▸ **Your assignment**
Print every line below. Match each one exactly.
BEGIN Records for the exercise
PR #2672, opened 2021-11-02
Audit retention check

kentdr:


src/ServiceControl.UnitTests/ApprovalFiles/APIApprovals.CustomCheckDetails.approved.txt
```diff
@@ -5,4 +5,5 @@ ServiceControl Health: Error Database Index Errors
 ServiceControl Health: Error Database Index Lag
 ServiceControl Health: Error Message Ingestion
 ServiceControl Health: Error Message Ingestion Process
+ServiceControl Health: Saga audit data retention check
```
mikeminutillo, line 8: I would take the word "check" out. These are all checks

src/ServiceControl/CustomChecks/InternalCustomChecks/InternalCustomChecks.cs
```diff
@@ -7,6 +7,7 @@
     using NServiceBus.CustomChecks;
     using NServiceBus.Hosting;
     using Operations;
+    using SagaAudit;
```
mikeminutillo, line 10: I don't think this is  still needed

```suggestion
```

src/ServiceControl.MultiInstance.AcceptanceTests/SagaAudit/When_sending_saga_audit_to_main_instance.cs
```diff
@@ -22,10 +26,17 @@ public void ConfigSetup()
...
+            MimicSettingsOfAnUpgradedOldMainInstanceThatHasNeverHadAuditRetentionSetting(appSettings);
             config.Save();
             ConfigurationManager.RefreshSection("appSettings");
+
+
         }
 
+        static void MimicSettingsOfAnUpgradedOldMainInstanceThatHasNeverHadAuditRetentionSetting(
+            AppSettingsSection appSettings) =>
+            appSettings.Settings.Remove("ServiceControl/AuditRetentionPeriod");
```
mikeminutillo, line 38: We might want to store this so that we can restore it after the test. The config file is shared by all of the tests in the same assembly. I _think_ none of the other tests are relying on it being there but it might be a nasty surprise for someone trying to write a test in the future. It will work when run in isolation but will fail when it's run after this (which may not even be deterministic).

src/ServiceControl.MultiInstance.AcceptanceTests/SagaAudit/When_sending_saga_audit_to_main_instance.cs
```diff
@@ -66,6 +77,67 @@ public async Task Saga_history_can_be_fetched_from_main_instance()
...
+                    if (!c.SagaId.HasValue)
+                    {
+                        return false;
+                    }
+
+                    var sagaAudiDatatInMainInstanceIsAvailableForQuery =
+                        await this.TryGet<SagaHistory>($"/api/sagas/{c.SagaId}", instanceName: ServiceControlInstanceName);
+                    return sagaAudiDatatInMainInstanceIsAvailableForQuery;
+                })
+                .Run();
```
mikeminutillo, line 136: Each time we run a scenario using this API the test infra will spin up a ServiceControl instances and a ServiceControl Audit instance, run the tests and then tear everything down. I'm surprised that multiple executions seem to carry the same database as I thought that the databases were all in-memory for the tests. I would consider combining this `Done` with the one above and making it a single execution. It will be slightly less readable but with some comments it should be OK.

src/ServiceControl/SagaAudit/AuditRetentionCustomCheck.cs
```diff
@@ -0,0 +1,45 @@
...
+    using ServiceBus.Management.Infrastructure.Settings;
+
+    class AuditRetentionCustomCheck : CustomCheck
+
+    {
+        readonly IDocumentStore _documentStore;
+        readonly bool _auditRetentionPeriodIsSet;
+
+        public AuditRetentionCustomCheck(IDocumentStore documentStore, Settings settings, TimeSpan? repeatAfter = null)
+            : base("Saga audit data retention check", "ServiceControl Health", repeatAfter.HasValue ? repeatAfter : TimeSpan.FromHours(24))
```
mikeminutillo, line 16: I think the longest duration we have on another check is 1 hour. It means that a new instance may take a day to report the problem if the startup invocation happens before the first saga audit message is ingested.

I don't necessarily think it's an issue to only run every 24 hours, but I would consider dropping it down. Some points to consider:
- This check is not particularly taxing. It's a query on an existing index
- Custom Check events are only fired on state changes. Even if this fails once per hour forever, from an external perspective only a single event will be emitted.

src/ServiceControl/SagaAudit/AuditRetentionCustomCheck.cs
```diff
@@ -0,0 +1,45 @@
...
+        public override async Task<CheckResult> PerformCheck()
+        {
+            if (_auditRetentionPeriodIsSet)
+            {
+                return CheckResult.Pass;
+            }
+
+            if (await DetectSagaAuditData().ConfigureAwait(false))
+            {
+                return CheckResult.Failed("Saga snapshot data detected without an audit retention period configured. If saga audit data is allowed to accumulate, it can result in degraded performance.");
```
mikeminutillo, line 31: It might be worth linking to docs somewhere (and raising a PR in docs to address this) to explain to the user what to do if they see this message. I think a couple of the other custom checks point to https://docs.particular.net/search?q=servicecontrol+troubleshooting

mikeminutillo:
Good stuff. Just a few minor comments but overall very happy.

mikeminutillo (commented):
Good stuff. Just a few minor comments but overall very happy.

src/ServiceControl.MultiInstance.AcceptanceTests/SagaAudit/When_sending_saga_audit_to_main_instance.cs
mikeminutillo: I think maybe because we re-use the same scenario, it all gets executed twice. i.e. We set up everything, have the endpoint send an audited saga message, store it in the database, retrieve it from the API, and then tear everything down. Then we do all of that again when we run the scenario again above.

src/ServiceControl.UnitTests/ApprovalFiles/APIApprovals.CustomCheckDetails.approved.txt
tmasternak: And maybe make in capital letters as well?

src/ServiceControl.MultiInstance.AcceptanceTests/SagaAudit/When_sending_saga_audit_to_main_instance.cs
```diff
@@ -66,6 +83,57 @@ public async Task Saga_history_can_be_fetched_from_main_instance()
...
+            await Define<MyContext>()
+                .WithEndpoint<SagaEndpoint>(b => b.When((bus, c) => bus.SendLocal(new MessageInitiatingSaga { Id = "Id" })))
+                .Done(async c =>
+                {
+                    if (!c.SagaId.HasValue)
+                    {
+                        return false;
+                    }
+
+                    if (sagaAudiDataInMainInstanceIsAvailableForQuery?.HasResult == false)
```
mikeminutillo, line 118: The left-hand side of this expression will be `null`, so the condition will never be true. The test still works because the event log item below still gets generated and that's all we assert on once the scenario finishes. You could get rid of this block altogether or turn it into `!= true`.

cquirosj: My bad. I wanted to make it a bit faster by not querying /api/eventlogitems/ every time but didn't get the logic right. Just pushed a fix. It saves 2 seconds.

tmasternak (approved):
Once we have the doco PR opened this can be merged

src/ServiceControl/SagaAudit/AuditRetentionCustomCheck.cs
cquirosj: Here is the doc PR. https://github.com/Particular/docs.particular.net/pull/5546

mikeminutillo (approved):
END Records for the exercise
▸ **Output of the exercise**
PR #2672, opened 2021-11-02
Audit retention check

kentdr:


src/ServiceControl.UnitTests/ApprovalFiles/APIApprovals.CustomCheckDetails.approved.txt
```diff
@@ -5,4 +5,5 @@ ServiceControl Health: Error Database Index Errors
 ServiceControl Health: Error Database Index Lag
 ServiceControl Health: Error Message Ingestion
 ServiceControl Health: Error Message Ingestion Process
+ServiceControl Health: Saga audit data retention check
```
mikeminutillo, line 8: I would take the word "check" out. These are all checks

src/ServiceControl/CustomChecks/InternalCustomChecks/InternalCustomChecks.cs
```diff
@@ -7,6 +7,7 @@
     using NServiceBus.CustomChecks;
     using NServiceBus.Hosting;
     using Operations;
+    using SagaAudit;
```
mikeminutillo, line 10: I don't think this is  still needed

```suggestion
```

src/ServiceControl.MultiInstance.AcceptanceTests/SagaAudit/When_sending_saga_audit_to_main_instance.cs
```diff
@@ -22,10 +26,17 @@ public void ConfigSetup()
...
+            MimicSettingsOfAnUpgradedOldMainInstanceThatHasNeverHadAuditRetentionSetting(appSettings);
             config.Save();
             ConfigurationManager.RefreshSection("appSettings");
+
+
         }
 
+        static void MimicSettingsOfAnUpgradedOldMainInstanceThatHasNeverHadAuditRetentionSetting(
+            AppSettingsSection appSettings) =>
+            appSettings.Settings.Remove("ServiceControl/AuditRetentionPeriod");
```
mikeminutillo, line 38: We might want to store this so that we can restore it after the test. The config file is shared by all of the tests in the same assembly. I _think_ none of the other tests are relying on it being there but it might be a nasty surprise for someone trying to write a test in the future. It will work when run in isolation but will fail when it's run after this (which may not even be deterministic).

src/ServiceControl.MultiInstance.AcceptanceTests/SagaAudit/When_sending_saga_audit_to_main_instance.cs
```diff
@@ -66,6 +77,67 @@ public async Task Saga_history_can_be_fetched_from_main_instance()
...
+                    if (!c.SagaId.HasValue)
+                    {
+                        return false;
+                    }
+
+                    var sagaAudiDatatInMainInstanceIsAvailableForQuery =
+                        await this.TryGet<SagaHistory>($"/api/sagas/{c.SagaId}", instanceName: ServiceControlInstanceName);
+                    return sagaAudiDatatInMainInstanceIsAvailableForQuery;
+                })
+                .Run();
```
mikeminutillo, line 136: Each time we run a scenario using this API the test infra will spin up a ServiceControl instances and a ServiceControl Audit instance, run the tests and then tear everything down. I'm surprised that multiple executions seem to carry the same database as I thought that the databases were all in-memory for the tests. I would consider combining this `Done` with the one above and making it a single execution. It will be slightly less readable but with some comments it should be OK.

src/ServiceControl/SagaAudit/AuditRetentionCustomCheck.cs
```diff
@@ -0,0 +1,45 @@
...
+    using ServiceBus.Management.Infrastructure.Settings;
+
+    class AuditRetentionCustomCheck : CustomCheck
+
+    {
+        readonly IDocumentStore _documentStore;
+        readonly bool _auditRetentionPeriodIsSet;
+
+        public AuditRetentionCustomCheck(IDocumentStore documentStore, Settings settings, TimeSpan? repeatAfter = null)
+            : base("Saga audit data retention check", "ServiceControl Health", repeatAfter.HasValue ? repeatAfter : TimeSpan.FromHours(24))
```
mikeminutillo, line 16: I think the longest duration we have on another check is 1 hour. It means that a new instance may take a day to report the problem if the startup invocation happens before the first saga audit message is ingested.

I don't necessarily think it's an issue to only run every 24 hours, but I would consider dropping it down. Some points to consider:
- This check is not particularly taxing. It's a query on an existing index
- Custom Check events are only fired on state changes. Even if this fails once per hour forever, from an external perspective only a single event will be emitted.

src/ServiceControl/SagaAudit/AuditRetentionCustomCheck.cs
```diff
@@ -0,0 +1,45 @@
...
+        public override async Task<CheckResult> PerformCheck()
+        {
+            if (_auditRetentionPeriodIsSet)
+            {
+                return CheckResult.Pass;
+            }
+
+            if (await DetectSagaAuditData().ConfigureAwait(false))
+            {
+                return CheckResult.Failed("Saga snapshot data detected without an audit retention period configured. If saga audit data is allowed to accumulate, it can result in degraded performance.");
```
mikeminutillo, line 31: It might be worth linking to docs somewhere (and raising a PR in docs to address this) to explain to the user what to do if they see this message. I think a couple of the other custom checks point to https://docs.particular.net/search?q=servicecontrol+troubleshooting

mikeminutillo:
Good stuff. Just a few minor comments but overall very happy.

mikeminutillo (commented):
Good stuff. Just a few minor comments but overall very happy.

src/ServiceControl.MultiInstance.AcceptanceTests/SagaAudit/When_sending_saga_audit_to_main_instance.cs
mikeminutillo: I think maybe because we re-use the same scenario, it all gets executed twice. i.e. We set up everything, have the endpoint send an audited saga message, store it in the database, retrieve it from the API, and then tear everything down. Then we do all of that again when we run the scenario again above.

src/ServiceControl.UnitTests/ApprovalFiles/APIApprovals.CustomCheckDetails.approved.txt
tmasternak: And maybe make in capital letters as well?

src/ServiceControl.MultiInstance.AcceptanceTests/SagaAudit/When_sending_saga_audit_to_main_instance.cs
```diff
@@ -66,6 +83,57 @@ public async Task Saga_history_can_be_fetched_from_main_instance()
...
+            await Define<MyContext>()
+                .WithEndpoint<SagaEndpoint>(b => b.When((bus, c) => bus.SendLocal(new MessageInitiatingSaga { Id = "Id" })))
+                .Done(async c =>
+                {
+                    if (!c.SagaId.HasValue)
+                    {
+                        return false;
+                    }
+
+                    if (sagaAudiDataInMainInstanceIsAvailableForQuery?.HasResult == false)
```
mikeminutillo, line 118: The left-hand side of this expression will be `null`, so the condition will never be true. The test still works because the event log item below still gets generated and that's all we assert on once the scenario finishes. You could get rid of this block altogether or turn it into `!= true`.

cquirosj: My bad. I wanted to make it a bit faster by not querying /api/eventlogitems/ every time but didn't get the logic right. Just pushed a fix. It saves 2 seconds.

tmasternak (approved):
Once we have the doco PR opened this can be merged

src/ServiceControl/SagaAudit/AuditRetentionCustomCheck.cs
cquirosj: Here is the doc PR. https://github.com/Particular/docs.particular.net/pull/5546

mikeminutillo (approved):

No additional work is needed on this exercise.